# New Presets for Breeze



## Den (Apr 6, 2013)

If you have already Breeze from 2CAudio you have to try this folder.
Or if you don't have Breeze, take the demo and try this. I highly recommend.

For sharing.


----------



## Blakus (Apr 6, 2013)

Den, you are a genius. A very generous genius! Thank you!


----------



## windshore (Apr 6, 2013)

Hey Den, 
Thanks again for your work! 

You should really consider putting your website in your signature here and GS too.

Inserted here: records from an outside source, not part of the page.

PR #6065, opened 2025-05-29
Make "W" in osm wiki social icon more readable

AntonKhorev:
The icon currently has "Wiki" inside the magnifying glass. I don't think anyone can read "iki" there without zooming in really far. "iki" also takes away space that can be used to make "W" more readable.

This PR removes "iki" and makes "W" larger.

Before:

image

After:

image


hlfan:
Shouldn't alterations to official logos involve the LWG?

tomhughes:
Where did that icon come from? It doesn't seem to be the favicon for the wiki?

tomhughes:
The "unreadable" part actually has an aria label on it so was it an attempt at accessibility? Though the label is just "iki" and the W has a label of "W" which seems quite silly so may something added that automatically?

1ec5:
> It is the logo in the wiki, idk why it isn't the favicon.

Tracking in openstreetmap/operations#1245.

> @1ec5 was involved in the discussion about it not showing up in the vector 2022 skin.

In [that discussion](https://wiki.openstreetmap.org/wiki/Talk:Wiki#Wordmark_in_Vector_New_version), I think we were going for a logo plus a wordmark, so there wasn’t as much need to deface the logo more legibly.

For the social media bar, I wonder if we even need to repeat the OSM logo motif on OSM-internal sites. Maybe we could just use a generic 📝 icon or something for the wiki, 💬 for the forum, etc., in the same stroked style as the 🌐 for unrecognized websites.

> Though the label is just "iki" and the W has a label of "W" which seems quite silly so may something added that automatically?

Huh, that’s cute. Inkscape automatically adds a `<title>` when you convert text to paths, but some other tool might add `aria-title`. I’m not confident that any screen reader will actually do anything with this label, since it’s embedded inside an `` tag (with `osm_wiki` as the alt text).

hlfan:
> I wonder if we even need to repeat the OSM logo motif on OSM-internal sites

Posing the risk of OHM looking more internal than others, unless we give it the same treatment.

1ec5:
And with my wiki hat on, the difference is very minor with the low contrast. I don’t expect this small deviation from the wiki’s current full-size logo to be a problem. For those who squint, it’s just a little more legible, so it can’t hurt.

AntonKhorev:
How about this:

- no "iki" in microscopic font size (#6072 still wants it)
- two icons for osm for osm subdomains, like this: (forum icon).(osm logo)
- similarly two icons for ohm and ogf subdomains

hlfan:
> no "iki" in microscopic font size

which makes the icon barely different from the Wikipedia icon, sans serif W vs. serif W

> two icons for osm for osm subdomains

Not everything has to be indicated by an additional icon, which also takes up space horizontally, making the user description smaller.

Another idea is to have affiliate links (c.osm.org, osm.wiki, ohm, ogf) in a different color (or background) for icon and text.
Otherwise OGF would be "left out" because they already don't use the osm logo.

Putting the affiliate links first, maybe separated by a hr or in a possibly colored box could also work.

AntonKhorev:
> > no "iki" in microscopic font size
> 
> which makes the icon barely different from the Wikipedia icon, sans serif W vs. serif W

That's why two icons for osm subdomains.

> > two icons for osm for osm subdomains
> 
> Not everything has to be indicated by an additional icon,

That's why no two icons for everything.

> which also takes up space horizontally, making the user description smaller.

This problem already exists. GitHub solves it by having a wider layout.

> Another idea is to have affiliate links (c.osm.org, osm.wiki, ohm, ogf) in a different color (or background) for icon and text.

The color currently wouldn't tell anyone anything.

> Otherwise OGF would be "left out"

How?

> because they already don't use the osm logo.

Why would it matter?

> Putting the affiliate links first, maybe separated by a hr or in a possibly colored box could also work.

That's a change to how link ordering currently works.

hlfan:
Should the osm.town Mastodon also get osm-related treatment?

AntonKhorev:
> Should the osm.town Mastodon also get osm-related treatment?

Maybe.

hlfan:
> That's a change to how link ordering currently works.

Separating them into a section would fit quite well to #6089.

But that aside, what do you think of badges like in #6072?

AntonKhorev:
> Separating them into a section would fit quite well to #6089.

Which ones should be separated into a section? Osm (sub)domains, osm + ohm + ogf, osm + osm Mastodon?

hlfan:
Is something speaking against all of the above?

AntonKhorev:
> Is something speaking against all of the above?

So you want a section for links to:

- osm
- osm wiki
- osm forum
- osm mastodon
- maybe even ohm, depending on your answer elsewhere

Do these links also get their own edit page?

hlfan:
I'm thinking of wikidata style grouping. Depending on the type of claim, it's placed either in the statements or the identifiers section, regardless where it was entered. And the ordering in the edit page wouldn't change. 

Then, if an OSM graphic needs to be involved, the osm section could get a osm background, removing the need to scale down any icon and related readability issues.

AntonKhorev:
> I'm thinking of wikidata style grouping. Depending on the type of claim, it's placed either in the statements or the identifiers section, regardless where it was entered. And the ordering in the edit page wouldn't change.

Which section should get an edit button? Both of them with buttons leading to the same place?

> Then, if an OSM graphic needs to be involved, the osm section could get a osm background, removing the need to scale down any icon and related readability issues.

Again, this depends on what do you consider to be belonging to the osm section. Should ogf be in the osm section?

hlfan:
> Which section should get an edit button?

I'd say make one edit button for the whole sidebar.
Having any more just clutteres up the space considerably.

AntonKhorev:
> > Which section should get an edit button?
> 
> I'd say make one edit button for the whole sidebar. Having any more just clutteres up the space considerably.

This is one step away from having one edit button for the whole profile. Which brings us back to https://github.com/openstreetmap/openstreetmap-website/pull/6084#issuecomment-2936439795.

hlfan:
If we go ahead with regarding the osm-related definition as too fuzzy for a section, even with a two icon approach you still need to make a decision about when to have two icons and when not.
Just an "H" as a logo could be enough in the osm ecosystem to be recognized as ohm and not say Hostinger or Hacker rank, but particularly straightforward and non-confusing it isn't.

PR #6066, opened 2025-05-29
Save any screenshots when tests fail in CI

tomhughes:
This implements the suggestion from #6022 to upload any screenshots from failing system tests as an artefact.


hlfan:
Can [origin/save-screenshots](https://github.com/openstreetmap/openstreetmap-website/tree/save-screenshots) be deleted, or is it still needed?

tomhughes:
Err.... That must have been an accidental push to the wrong repo. I'll delete it.

PR #6067, opened 2025-05-30
Use Object.values in overpass query element merge

AntonKhorev:
Replace `Object.keys().map()` with `Object.values()` which wasn't widely supported when the code was written.


tomhughes:
Looks good to me, thanks.

PR #6069, opened 2025-05-31
Fix sorting of enclosing features with bounds including antimeridian

AntonKhorev:
When using *Query features*, enclosing features are sorted by their bounding box size. But the sorting is broken if the bounding boxes cross the antimeridian. This is noticeable in Russia. The entire Russia should be larger than some place inside Russia, therefore Russia should be at the end of the list. Instead Russia is at the start, because the bbox area is calculated as negative.

This is what Overpass returns as bounds for Russia. `maxlon` is smaller than `minlon`, going up to [this place](https://www.openstreetmap.org/#map=10/65.7679/-168.9787) and wrapping to a negative value:
```json
  "bounds": {
    "minlat": 41.1850968,
    "minlon": 19.4041722,
    "maxlat": 82.0586232,
    "maxlon": -168.9769440
  },
```

Before / after:
image image

Same for Fiji:

Before:
image

After:
image

### DIFF
--- a/app/assets/javascripts/index/query.js
+++ b/app/assets/javascripts/index/query.js
@@ -224,15 +224,12 @@ OSM.Query = function (map) {
       });
   }
 
-  function compareSize(feature1, feature2) {
-    const width1 = feature1.bounds.maxlon - feature1.bounds.minlon,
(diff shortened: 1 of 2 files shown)


tomhughes:
Looks good to me, thanks.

It would be good if people could check out your paying work!


----------



## Den (Apr 6, 2013)

Thanks, I discovered the stereo of M7, and I just couldn't resist to make them all.


----------



## DynamicK (Apr 7, 2013)

Thanks Den....great patches as always.


----------



## Mahlon (Apr 9, 2013)

Thanks so much. Again o-[][]-o . I love Breeze, and your presets make it sing.


Mahlon


----------



## Ned Bouhalassa (Apr 9, 2013)

I also want to thank you for these gorgeous presets.


----------



## Maximvs (Apr 9, 2013)

Thanks a lot DEN for this very generous offer.

Blessings,

Max


----------



## YoungCee (Apr 9, 2013)

Thanks bro.


----------



## Den (Apr 18, 2013)

You are welcome all.

News: Breeze 64 bit is out!

Looks and sounds much better!
One new preset for new update.
Enjoy.

http://www.gearslutz.com/board/product- ... ze-16.html


----------



## Andrew Souter (Apr 18, 2013)

Indeed it is:

As promised today we have Breeze 1.2.0 ready to try. It now has all of the same updates as B2 received last month, namely:

Breeze 1.2.0 Systems Enhancements:

OSX 64-bit AU and VST support
 Completely new and modernized GUI and systems internal code-base for both OSX and Windows
 Minor memory leaks which could lead to crashing in complex projects have been fixed
 Load times are much faster and are effectively instant from SSD drives
 Less RAM usage all around, which can potentially lead to minor performance enhancements
 GUIs are now processed on the GPU instead of the CPU so it should be VERY responsive on modern OSs and Hosts
 GUIs can be easily offered in different sizes in the future
 Optimized and abstracted code organization behind the scenes to protect ourselves from development delays in the future when third parties introduce new standards 
 "Load Last" preference allows automatic recalling of the last used preset settings.
 Tweaked Dark Skins to achieve more consistency and less contrast for dim ambient light working conditions

Breeze 1.2.0 Audio/DSP Enhancements:


 Two minor improvements were made to DSP were made which can improve "sound quality" in some cases.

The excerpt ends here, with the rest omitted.